> **TASK GOAL**
Reproduce, exactly and in full, only the lines below from the one containing "### LINKED ISSUE #4646: [docs]" through the one containing "The [latest version".

> **Dataset entries**
*-*-*
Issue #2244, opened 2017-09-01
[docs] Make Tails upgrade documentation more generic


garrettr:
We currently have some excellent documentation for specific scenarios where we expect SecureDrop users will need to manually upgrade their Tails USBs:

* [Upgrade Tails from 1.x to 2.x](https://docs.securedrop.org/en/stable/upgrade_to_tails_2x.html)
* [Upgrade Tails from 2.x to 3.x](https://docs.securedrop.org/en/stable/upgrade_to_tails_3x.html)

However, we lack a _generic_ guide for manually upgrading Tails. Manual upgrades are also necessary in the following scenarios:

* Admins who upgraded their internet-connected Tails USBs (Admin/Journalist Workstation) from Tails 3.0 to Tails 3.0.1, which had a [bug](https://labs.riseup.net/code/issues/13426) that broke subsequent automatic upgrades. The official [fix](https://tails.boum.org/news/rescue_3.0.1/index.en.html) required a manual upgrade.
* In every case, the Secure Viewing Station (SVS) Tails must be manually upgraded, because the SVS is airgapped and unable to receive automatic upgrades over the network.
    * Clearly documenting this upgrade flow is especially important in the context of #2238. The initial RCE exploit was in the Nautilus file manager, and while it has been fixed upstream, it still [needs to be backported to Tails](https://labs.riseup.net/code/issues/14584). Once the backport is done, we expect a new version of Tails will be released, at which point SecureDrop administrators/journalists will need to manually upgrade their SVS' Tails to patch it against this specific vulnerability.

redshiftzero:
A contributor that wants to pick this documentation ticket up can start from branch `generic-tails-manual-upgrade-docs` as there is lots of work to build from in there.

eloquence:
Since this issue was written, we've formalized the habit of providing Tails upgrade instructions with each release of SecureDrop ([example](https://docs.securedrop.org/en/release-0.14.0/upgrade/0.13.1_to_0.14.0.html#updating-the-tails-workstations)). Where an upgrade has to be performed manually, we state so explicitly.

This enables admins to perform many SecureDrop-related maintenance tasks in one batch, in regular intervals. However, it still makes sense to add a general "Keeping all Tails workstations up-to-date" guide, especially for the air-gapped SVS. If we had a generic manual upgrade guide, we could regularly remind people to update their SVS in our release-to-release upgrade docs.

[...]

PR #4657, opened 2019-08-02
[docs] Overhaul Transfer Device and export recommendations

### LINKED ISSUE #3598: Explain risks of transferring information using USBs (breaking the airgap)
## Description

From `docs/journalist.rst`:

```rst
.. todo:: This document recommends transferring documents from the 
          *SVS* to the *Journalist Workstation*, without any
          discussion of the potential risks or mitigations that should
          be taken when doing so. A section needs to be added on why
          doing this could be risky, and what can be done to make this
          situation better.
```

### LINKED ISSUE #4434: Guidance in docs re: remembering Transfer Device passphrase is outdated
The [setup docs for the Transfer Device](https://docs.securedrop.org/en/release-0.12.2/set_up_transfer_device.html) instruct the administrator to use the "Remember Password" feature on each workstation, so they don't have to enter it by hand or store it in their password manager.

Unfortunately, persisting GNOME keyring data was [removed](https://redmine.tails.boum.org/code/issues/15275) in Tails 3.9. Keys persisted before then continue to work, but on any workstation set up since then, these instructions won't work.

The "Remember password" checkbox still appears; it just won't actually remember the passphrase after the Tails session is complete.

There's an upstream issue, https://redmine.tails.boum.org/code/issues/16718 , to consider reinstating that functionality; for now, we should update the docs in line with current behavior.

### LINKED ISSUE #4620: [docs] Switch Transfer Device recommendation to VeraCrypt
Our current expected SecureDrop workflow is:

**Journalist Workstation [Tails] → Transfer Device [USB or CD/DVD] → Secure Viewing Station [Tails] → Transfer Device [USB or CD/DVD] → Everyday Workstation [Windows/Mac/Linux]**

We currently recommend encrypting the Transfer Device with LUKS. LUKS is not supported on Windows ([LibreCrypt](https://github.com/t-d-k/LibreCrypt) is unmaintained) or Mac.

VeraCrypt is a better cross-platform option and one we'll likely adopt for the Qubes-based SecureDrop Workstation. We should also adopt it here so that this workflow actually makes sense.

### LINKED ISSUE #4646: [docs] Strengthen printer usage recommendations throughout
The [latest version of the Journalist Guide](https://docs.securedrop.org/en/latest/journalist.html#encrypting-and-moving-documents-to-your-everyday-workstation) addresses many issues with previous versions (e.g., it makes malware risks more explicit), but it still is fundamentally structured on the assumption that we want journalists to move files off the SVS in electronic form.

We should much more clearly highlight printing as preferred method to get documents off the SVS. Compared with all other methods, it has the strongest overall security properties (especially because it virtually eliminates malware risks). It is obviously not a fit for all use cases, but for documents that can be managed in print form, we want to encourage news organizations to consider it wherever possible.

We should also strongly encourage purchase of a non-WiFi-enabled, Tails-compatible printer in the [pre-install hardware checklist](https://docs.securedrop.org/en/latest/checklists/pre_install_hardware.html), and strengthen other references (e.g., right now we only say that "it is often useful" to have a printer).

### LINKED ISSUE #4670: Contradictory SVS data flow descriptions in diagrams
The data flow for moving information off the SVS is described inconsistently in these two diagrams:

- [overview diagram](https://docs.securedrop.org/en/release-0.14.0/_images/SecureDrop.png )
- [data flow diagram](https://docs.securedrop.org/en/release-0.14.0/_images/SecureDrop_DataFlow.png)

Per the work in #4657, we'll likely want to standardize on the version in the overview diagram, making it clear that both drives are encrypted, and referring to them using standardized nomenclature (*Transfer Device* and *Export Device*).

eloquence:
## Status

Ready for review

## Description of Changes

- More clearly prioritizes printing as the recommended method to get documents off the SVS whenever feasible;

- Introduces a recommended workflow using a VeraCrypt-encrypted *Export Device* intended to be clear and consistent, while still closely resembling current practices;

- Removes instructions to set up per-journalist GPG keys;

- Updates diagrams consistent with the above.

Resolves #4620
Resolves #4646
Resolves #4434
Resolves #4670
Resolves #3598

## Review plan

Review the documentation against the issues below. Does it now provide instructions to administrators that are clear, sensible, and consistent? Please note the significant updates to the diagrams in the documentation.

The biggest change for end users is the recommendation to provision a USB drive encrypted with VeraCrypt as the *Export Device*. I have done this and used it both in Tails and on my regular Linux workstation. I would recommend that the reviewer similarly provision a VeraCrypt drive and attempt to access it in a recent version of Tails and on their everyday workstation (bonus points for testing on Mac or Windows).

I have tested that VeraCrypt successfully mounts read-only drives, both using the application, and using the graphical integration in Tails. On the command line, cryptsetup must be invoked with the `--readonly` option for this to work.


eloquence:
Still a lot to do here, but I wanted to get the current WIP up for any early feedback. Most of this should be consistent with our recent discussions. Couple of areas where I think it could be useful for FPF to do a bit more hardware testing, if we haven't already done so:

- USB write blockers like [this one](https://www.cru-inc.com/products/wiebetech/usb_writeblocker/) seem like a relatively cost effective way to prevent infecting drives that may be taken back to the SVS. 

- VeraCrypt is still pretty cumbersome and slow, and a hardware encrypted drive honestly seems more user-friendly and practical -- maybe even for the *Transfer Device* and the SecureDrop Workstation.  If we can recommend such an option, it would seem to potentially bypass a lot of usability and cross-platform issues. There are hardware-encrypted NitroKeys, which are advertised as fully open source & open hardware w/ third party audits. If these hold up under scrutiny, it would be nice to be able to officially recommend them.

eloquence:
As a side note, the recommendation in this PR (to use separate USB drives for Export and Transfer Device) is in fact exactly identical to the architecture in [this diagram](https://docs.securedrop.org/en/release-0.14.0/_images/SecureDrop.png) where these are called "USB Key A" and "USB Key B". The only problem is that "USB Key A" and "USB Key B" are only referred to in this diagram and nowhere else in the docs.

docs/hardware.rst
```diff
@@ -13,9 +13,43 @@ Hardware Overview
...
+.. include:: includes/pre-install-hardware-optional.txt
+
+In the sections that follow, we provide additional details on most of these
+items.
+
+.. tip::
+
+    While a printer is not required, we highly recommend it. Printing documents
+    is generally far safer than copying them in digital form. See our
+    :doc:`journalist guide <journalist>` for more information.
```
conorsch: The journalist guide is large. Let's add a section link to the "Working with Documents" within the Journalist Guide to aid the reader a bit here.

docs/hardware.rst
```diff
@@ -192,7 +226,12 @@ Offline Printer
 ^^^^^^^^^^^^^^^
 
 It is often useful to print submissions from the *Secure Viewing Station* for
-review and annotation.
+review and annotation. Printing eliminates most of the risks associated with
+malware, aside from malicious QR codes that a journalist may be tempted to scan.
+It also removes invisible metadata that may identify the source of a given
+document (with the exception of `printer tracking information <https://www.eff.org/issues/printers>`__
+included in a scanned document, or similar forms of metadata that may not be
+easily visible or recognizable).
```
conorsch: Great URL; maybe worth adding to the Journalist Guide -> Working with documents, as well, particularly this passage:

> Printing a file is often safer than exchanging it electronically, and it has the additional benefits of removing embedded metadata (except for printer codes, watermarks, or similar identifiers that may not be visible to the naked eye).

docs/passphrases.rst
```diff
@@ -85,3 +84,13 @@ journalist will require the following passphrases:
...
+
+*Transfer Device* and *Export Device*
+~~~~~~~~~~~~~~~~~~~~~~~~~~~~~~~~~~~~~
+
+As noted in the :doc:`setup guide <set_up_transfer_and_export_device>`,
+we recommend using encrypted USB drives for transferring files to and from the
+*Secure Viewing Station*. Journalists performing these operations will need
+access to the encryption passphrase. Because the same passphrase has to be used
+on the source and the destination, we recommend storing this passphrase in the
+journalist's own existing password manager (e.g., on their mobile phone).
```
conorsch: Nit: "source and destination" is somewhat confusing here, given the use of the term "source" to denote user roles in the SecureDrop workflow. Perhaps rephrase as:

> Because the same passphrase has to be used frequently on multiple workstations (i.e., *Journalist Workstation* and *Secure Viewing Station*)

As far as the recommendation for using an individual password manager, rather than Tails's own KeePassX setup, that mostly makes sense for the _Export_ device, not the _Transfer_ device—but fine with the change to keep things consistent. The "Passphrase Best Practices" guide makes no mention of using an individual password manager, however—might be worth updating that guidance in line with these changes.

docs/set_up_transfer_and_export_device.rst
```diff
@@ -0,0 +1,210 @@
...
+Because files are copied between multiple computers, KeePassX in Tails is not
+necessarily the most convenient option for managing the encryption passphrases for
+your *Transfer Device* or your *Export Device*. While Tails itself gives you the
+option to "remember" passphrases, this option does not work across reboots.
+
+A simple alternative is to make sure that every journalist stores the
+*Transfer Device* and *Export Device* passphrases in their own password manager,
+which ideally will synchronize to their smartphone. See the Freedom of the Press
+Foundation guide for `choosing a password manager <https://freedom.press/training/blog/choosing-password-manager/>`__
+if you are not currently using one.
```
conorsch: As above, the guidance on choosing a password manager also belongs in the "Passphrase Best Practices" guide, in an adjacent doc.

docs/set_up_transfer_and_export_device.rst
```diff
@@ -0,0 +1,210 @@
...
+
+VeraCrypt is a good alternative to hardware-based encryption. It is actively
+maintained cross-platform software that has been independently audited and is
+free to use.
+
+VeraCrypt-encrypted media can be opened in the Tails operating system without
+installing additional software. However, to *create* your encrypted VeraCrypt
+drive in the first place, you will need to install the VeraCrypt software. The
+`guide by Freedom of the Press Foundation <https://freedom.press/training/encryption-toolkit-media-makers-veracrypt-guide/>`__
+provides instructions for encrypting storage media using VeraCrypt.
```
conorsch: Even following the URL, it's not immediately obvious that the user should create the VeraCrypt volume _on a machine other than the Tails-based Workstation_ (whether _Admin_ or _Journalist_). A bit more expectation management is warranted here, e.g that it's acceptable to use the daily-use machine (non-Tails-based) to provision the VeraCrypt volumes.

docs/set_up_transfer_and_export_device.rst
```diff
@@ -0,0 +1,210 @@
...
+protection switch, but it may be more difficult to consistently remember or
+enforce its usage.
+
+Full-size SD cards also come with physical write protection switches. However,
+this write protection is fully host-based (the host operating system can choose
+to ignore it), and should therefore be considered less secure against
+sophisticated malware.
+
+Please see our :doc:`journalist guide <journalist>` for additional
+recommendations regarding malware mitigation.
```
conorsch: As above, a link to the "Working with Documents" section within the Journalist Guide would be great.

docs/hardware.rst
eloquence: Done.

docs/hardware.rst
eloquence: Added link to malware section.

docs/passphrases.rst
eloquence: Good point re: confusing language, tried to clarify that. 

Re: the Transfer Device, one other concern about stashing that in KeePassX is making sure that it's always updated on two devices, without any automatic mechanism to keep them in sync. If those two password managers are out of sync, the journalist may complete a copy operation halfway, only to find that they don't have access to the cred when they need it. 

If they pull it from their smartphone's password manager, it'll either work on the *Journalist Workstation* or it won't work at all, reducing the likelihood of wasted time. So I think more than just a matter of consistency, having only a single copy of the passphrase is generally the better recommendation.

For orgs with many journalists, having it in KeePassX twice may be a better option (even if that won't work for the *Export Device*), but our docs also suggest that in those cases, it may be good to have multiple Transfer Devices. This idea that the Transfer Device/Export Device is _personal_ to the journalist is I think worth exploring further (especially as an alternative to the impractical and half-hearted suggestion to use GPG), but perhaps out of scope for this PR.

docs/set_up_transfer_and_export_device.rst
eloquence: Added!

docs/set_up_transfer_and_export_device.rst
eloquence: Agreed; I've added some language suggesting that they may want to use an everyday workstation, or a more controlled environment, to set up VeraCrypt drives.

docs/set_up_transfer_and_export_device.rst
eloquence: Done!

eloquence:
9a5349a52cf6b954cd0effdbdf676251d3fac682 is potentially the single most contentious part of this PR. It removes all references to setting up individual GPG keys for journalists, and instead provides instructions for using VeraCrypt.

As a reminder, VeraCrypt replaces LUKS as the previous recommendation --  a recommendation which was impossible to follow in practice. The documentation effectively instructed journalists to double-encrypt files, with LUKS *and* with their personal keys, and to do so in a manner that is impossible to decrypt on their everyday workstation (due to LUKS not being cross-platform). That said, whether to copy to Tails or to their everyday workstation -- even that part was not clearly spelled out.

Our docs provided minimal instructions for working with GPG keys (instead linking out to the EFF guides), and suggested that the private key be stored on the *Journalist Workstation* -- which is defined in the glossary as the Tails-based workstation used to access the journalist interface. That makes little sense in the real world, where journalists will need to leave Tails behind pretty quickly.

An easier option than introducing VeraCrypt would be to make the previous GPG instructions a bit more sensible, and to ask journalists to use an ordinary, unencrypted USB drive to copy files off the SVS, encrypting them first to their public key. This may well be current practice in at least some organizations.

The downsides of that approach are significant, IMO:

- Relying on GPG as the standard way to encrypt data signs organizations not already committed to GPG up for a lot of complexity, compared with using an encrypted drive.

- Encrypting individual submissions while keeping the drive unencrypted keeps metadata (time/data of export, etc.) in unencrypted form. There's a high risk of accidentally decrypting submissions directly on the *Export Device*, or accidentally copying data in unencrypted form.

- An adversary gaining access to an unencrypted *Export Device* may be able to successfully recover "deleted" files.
*-*-*
> **RESULT**
### LINKED ISSUE #4646: [docs] Strengthen printer usage recommendations throughout
The [latest version of the Journalist Guide](https://docs.securedrop.org/en/latest/journalist.html#encrypting-and-moving-documents-to-your-everyday-workstation) addresses many issues with previous versions (e.g., it makes malware risks more explicit), but it still is fundamentally structured on the assumption that we want journalists to move files off the SVS in electronic form.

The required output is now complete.